Farrar, Straus and Giroux, hardcover

Paul La Farge has taken on an ambitious project. Not only does his new novel, Luminous Airplanes, span a lifetime, but like a life, it has continued to evolve. The book is accompanied by an online “immersive text,” at luminousairplanes.com, which continues the story in the book with components that can be read in any order. You can even choose by topic, i.e., “Agoraphobia” or “Julio Cortazar.” (It’s gratifying to find the latter reference, in which La Farge admits that his trope isn’t entirely new; Cortazar’s 1963 book Hopscotch gave the reader choices in terms of which chapters were read first.)

All of this is experimental and interesting and frustrating. It would be a real feat to actually finish the book since it is continually expanding, and that’s bound to leave those who are uncomfortable with loose ends fretful. But that would scarcely matter if one were more compelled to continue exploring Luminous Airplanes after putting down the book.

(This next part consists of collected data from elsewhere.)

PR #10022, opened 2021-04-21
21.0.0.4 release

crpotter:
Updates to `websphere-liberty` and `open-liberty` for the release of 21.0.0.4.

### DIFF
--- a/library/open-liberty
+++ b/library/open-liberty
@@ -2,7 +2,7 @@ Maintainers: Chris Potter <crpotter@us.ibm.com> (@crpotter),
              Wendy Raschke <wraschke@us.ibm.com> (@wraschke),
              Arthur De Magalhaes <arthurdm@ca.ibm.com> (@arthurdm)
 GitRepo: https://github.com/OpenLiberty/ci.docker.git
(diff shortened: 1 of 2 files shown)


library/open-liberty
```diff
@@ -35,6 +35,26 @@ Directory: releases/latest/full
...
+Directory: releases/21.0.0.4/full
+Architectures: amd64, ppc64le, s390x
+File: Dockerfile.ubuntu.adoptopenjdk8
+
+Tags: 21.0.0.4-full-java11-openj9
+Directory: releases/21.0.0.4/full
+Architectures: amd64, ppc64le, s390x
+File: Dockerfile.ubuntu.adoptopenjdk11
+
 Tags: 21.0.0.3-kernel-slim-java8-openj9
```
tianon, line 58: Shouldn't 21.0.0.3 be removed in both of these since it's superseded by 21.0.0.4?

crpotter: Our quarterly releases are meant to be longer term support releases. Our policy is to maintain N-2 releases actively, so we currently support 20.0.0.12, 21.0.0.3, and the current release of 21.0.0.4.

PR #10060, opened 2021-04-28
Update base image for all 6.x version of Couchbase Server

ceejatec:
We have updated the base image for all 6.x versions (except 6.0.0) to Ubuntu 18.04, and 6.6.2 to Ubuntu 20.04, as those are the newest versions of Ubuntu supported by the corresponding Server versions. This change updates the active 6.x images as well as a one-time update of all earlier 6.x versions. Those earlier versions will be removed from the next PR for library/couchbase.


ceejatec:
I've found some problems with the older versions; retracting this change for now. I'll re-propose soon.

PR #10068, opened 2021-04-28
Friendica Release 2021.04

valvin1:
as @nupplaphil did on each friendica release


yosifkit:
It looks like https://github.com/docker-library/official-images/pull/10067 is more complete. Thanks for the initiative.

PR #10070, opened 2021-04-28
MariaDB 10.6.0 alpha release, 10.1 is EOL

grooverdan:
Hi,

We've done our 10.6.0 alpha release.

I've tested this against some updated tests https://github.com/grooverdan/official-images/blob/mariadb-tests/test/tests/mariadb-extras/run.sh that passes, (though it depends on local mysql for connections, so I do need to clean that up before submitting).

Next major release will be coming soon.

### DIFF
--- a/library/mariadb
+++ b/library/mariadb
@@ -1,8 +1,13 @@
-# this file is generated via https://github.com/docker-library/mariadb/blob/c969655b3c92a1ae3f066e506ab7b32ff4ba4582/generate-stackbrew-library.sh
+# this file is generated via https://github.com/MariaDB/mariadb-docker/blob/b180797cece7d65e23156fd872368e34d3d2a757/generate-stackbrew-library.sh
 
-Maintainers: Tianon Gravi <admwiggin@gmail.com> (@tianon),
-             Joseph Ferguson <yosifkit@gmail.com> (@yosifkit)
-GitRepo: https://github.com/docker-library/mariadb.git
+Maintainers: Daniel Black <daniel@mariadb.org> (@grooverdan),
+             Daniel Bartholomew <dbart@mariadb.com> (@dbart)
+GitRepo: https://github.com/MariaDB/mariadb-docker.git
+
+Tags: 10.6.0-focal, 10.6-focal, alpha-focal, 10.6.0, 10.6, alpha
+Architectures: amd64, arm64v8, ppc64le
+GitCommit: 40c61c4726ab063708a7f4137b81b39773e7dbd1
+Directory: 10.6
 
 Tags: 10.5.9-focal, 10.5-focal, 10-focal, focal, 10.5.9, 10.5, 10, latest
 Architectures: amd64, arm64v8, ppc64le
@@ -23,8 +28,3 @@ Tags: 10.2.37-bionic, 10.2-bionic, 10.2.37, 10.2
 Architectures: amd64, arm64v8, ppc64le
 GitCommit: f0e04a7e0e4b7d83691efc889865da8d6ae5f00e
 Directory: 10.2
-
-Tags: 10.1.48-bionic, 10.1-bionic, 10.1.48, 10.1
-Architectures: amd64, arm64v8, ppc64le
-GitCommit: 0d197a924990af521cded73d04f113b06488844f
-Directory: 10.1


tianon:
```diff
 docker_temp_server_stop() {
-	if ! mysqladmin --defaults-extra-file=<( _mysql_passfile ) shutdown -uroot --socket="${SOCKET}"; then
+	export MYSQL_PWD=$MARIADB_ROOT_PASSWORD
+	if ! mysqladmin shutdown -uroot --socket="${SOCKET}"; then
 		mysql_error "Unable to shut down server."
 	fi
+	unset MYSQL_PWD
 }
```

This could probably be simplified to:

```bash
docker_temp_server_stop() {
	if ! MYSQL_PWD="$MARIADB_ROOT_PASSWORD" mysqladmin shutdown -uroot --socket="${SOCKET}"; then
 		mysql_error "Unable to shut down server."
 	fi
}
```

(Then it's not touching the global environment.)

There's a similar issue with the changes to `docker_process_sql` but unfortunately the fix is less obvious. :sweat_smile:

---

```diff
+		export MARIADB_ROOT_PASSWORD="$(pwgen --numerals --capitalize --symbols --remove-chars="'\\" -1 32)"
```

If `pwgen` fails here for whatever reason, `set -e` won't catch it and `MARIADB_ROOT_PASSWORD` will be set to the empty string, which is very strongly the opposite of your goal (which to be fair, is a problem the old code suffered from as well :see_no_evil:); easy fix:

```bash
		MARIADB_ROOT_PASSWORD="$(pwgen --numerals --capitalize --symbols --remove-chars="'\\" -1 32)"; export MARIADB_ROOT_PASSWORD
```

or separate lines joining with the next statement, perhaps:

```bash
		MARIADB_ROOT_PASSWORD="$(pwgen --numerals --capitalize --symbols --remove-chars="'\\" -1 32)"
		export MARIADB_ROOT_PASSWORD MYSQL_ROOT_PASSWORD=$MARIADB_ROOT_PASSWORD
```

---

```diff
+	local rootPasswordEscaped=$( docker_sql_escape_string_literal "${MARIADB_ROOT_PASSWORD}" )
```

similar problem/solution:

```bash
	local rootPasswordEscaped
	rootPasswordEscaped=$( docker_sql_escape_string_literal "${MARIADB_ROOT_PASSWORD}" )
```

(and again for `userPasswordEscaped`)

I usually style those as `local foo; foo="$(bar)"` :sweat_smile:

tianon:
(You probably also want to update all the other images with the new script/changes, right?)

grooverdan:
> (You probably also want to update all the other images with the new script/changes, right?)

The other images are getting released in maybe the next 1-2 weeks so was going to incorporate those changes then.

The idea that a released specific version tag could change is a little foreign/frighting to me.

> Overall though, LGTM and it's great to have this file updated to match the new maintainership smile +1
> (welcome to you too, @dbart, if you aren't already watching wave smile)
> 
> Do you want us to merge this now and take those as async advice

A merge sounds good to me.

Thanks for the review. I'll look at getting those fixes in soon.

tianon:
> The idea that a released specific version tag could change is a little foreign/frighting to me.

This is an unfortunate limitation of the way containers get consumed such that it's actually a core "feature" of the official images program: https://github.com/docker-library/repo-info/commits/master/repos/mariadb/remote/10.1.48.md (this is the history of times `mariadb:10.1.48` has changed since it was first pushed); see also https://github.com/docker-library/official-images#library-definition-files and/or https://github.com/docker-library/faq#why-does-my-security-scanner-show-that-an-image-has-cves (which touches on the update cadence for several popular base images a bit).

For users who want to make sure what they're consuming "never changes", that's what the content-addressable digest is for (ie, the current `mariadb:10.1.48` can also be consumed as `mariadb@sha256:1205b21b713812a6ba9fb59df206017dc06976fe68e172fbc6d153d7a4e13dfe` or even `mariadb:10.1.48@sha256:1205b21b713812a6ba9fb59df206017dc06976fe68e172fbc6d153d7a4e13dfe` if users want a reminder of where they got that digest from, and they're guaranteed to get the exact same bytes from that every single time they pull it, and that's also why the https://github.com/docker-library/repo-info repository exists in the first place :smile:).

All that being said, we try to keep major/breaking changes to a minimum, but in our experience users will hit those regardless of whether they're in a specific version or whether you do it on a major/minor bump (and will complain loudly), so :shrug:.

PR #10074, opened 2021-04-29
Update ghost

acburdine:


acburdine:
there's two updates here:
1 - update Ghost itself to v4.3.3
2 - revert 4-alpine back to the node 12 base image to fix https://github.com/docker-library/ghost/issues/256

tianon:
I've updated the title and OP to give a little more detail / pointers to the upstream details (hopefully giving users a few more places to find the information about why all the other 4.x tags are gone, because I'm about to go delete them).

acburdine:
Thank you for the quick turnaround on this @tianon !

tianon:
Alright, all the 4.x tags except those pointing to the new (security fixed) 4.3.3 have been removed from https://hub.docker.com/_/ghost.  If you're running Ghost 4.x, please update to 4.3.3 ASAP (and go read [the security advisory](https://github.com/TryGhost/Ghost/security/advisories/GHSA-9fgx-q25h-jxrg) linked above).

To be fair, it’s an extremely well-written, often engaging read. The first-person narrator takes the reader to odd corners of the world—particularly Thebes, N.Y., a small town with unexpected characters such as the Regenzeits, a Turkish-American family that courts trouble by bringing a ski area to town. The narrator is an aimless computer programmer from an unconventional family in New York City who now lives in San Francisco and returns to Thebes to clean out his dead grandparents’ home. His central quest is learning about his deceased father, who abandoned his mother when she was a pregnant teenager. Along the way, he sorta falls in love with a childhood friend—a Regenzeit—who has grown up to be a poet and a nymphomaniac. But despite these creative twists and the connections that slowly build between past and present, the tale feels oddly thin at the end. Maybe it’s all those gears visibly grinding, the “immersive text” taking shape on paper—chapter headings like “The Richard Ente Period” repeat throughout the book—before the story has taken emotional root.

It’s perhaps ungenerous to criticize a project that clearly represents a great deal of work and thought, and one that is trying to do something new. Luminous Airplanes deserves recognition; it touches on a lot of interesting topics—the flying machines that failed and thus disappeared from history, the fate of a group of radical Protestants who believed the world would end in 1843, how chickens indicate that maybe the Chinese discovered America—and the web site probably goes even further, were one willing to devote oneself to the labyrinth therein. But all the hyperlinks on the internet won’t give depth to a story that isn’t moving all by its analog self.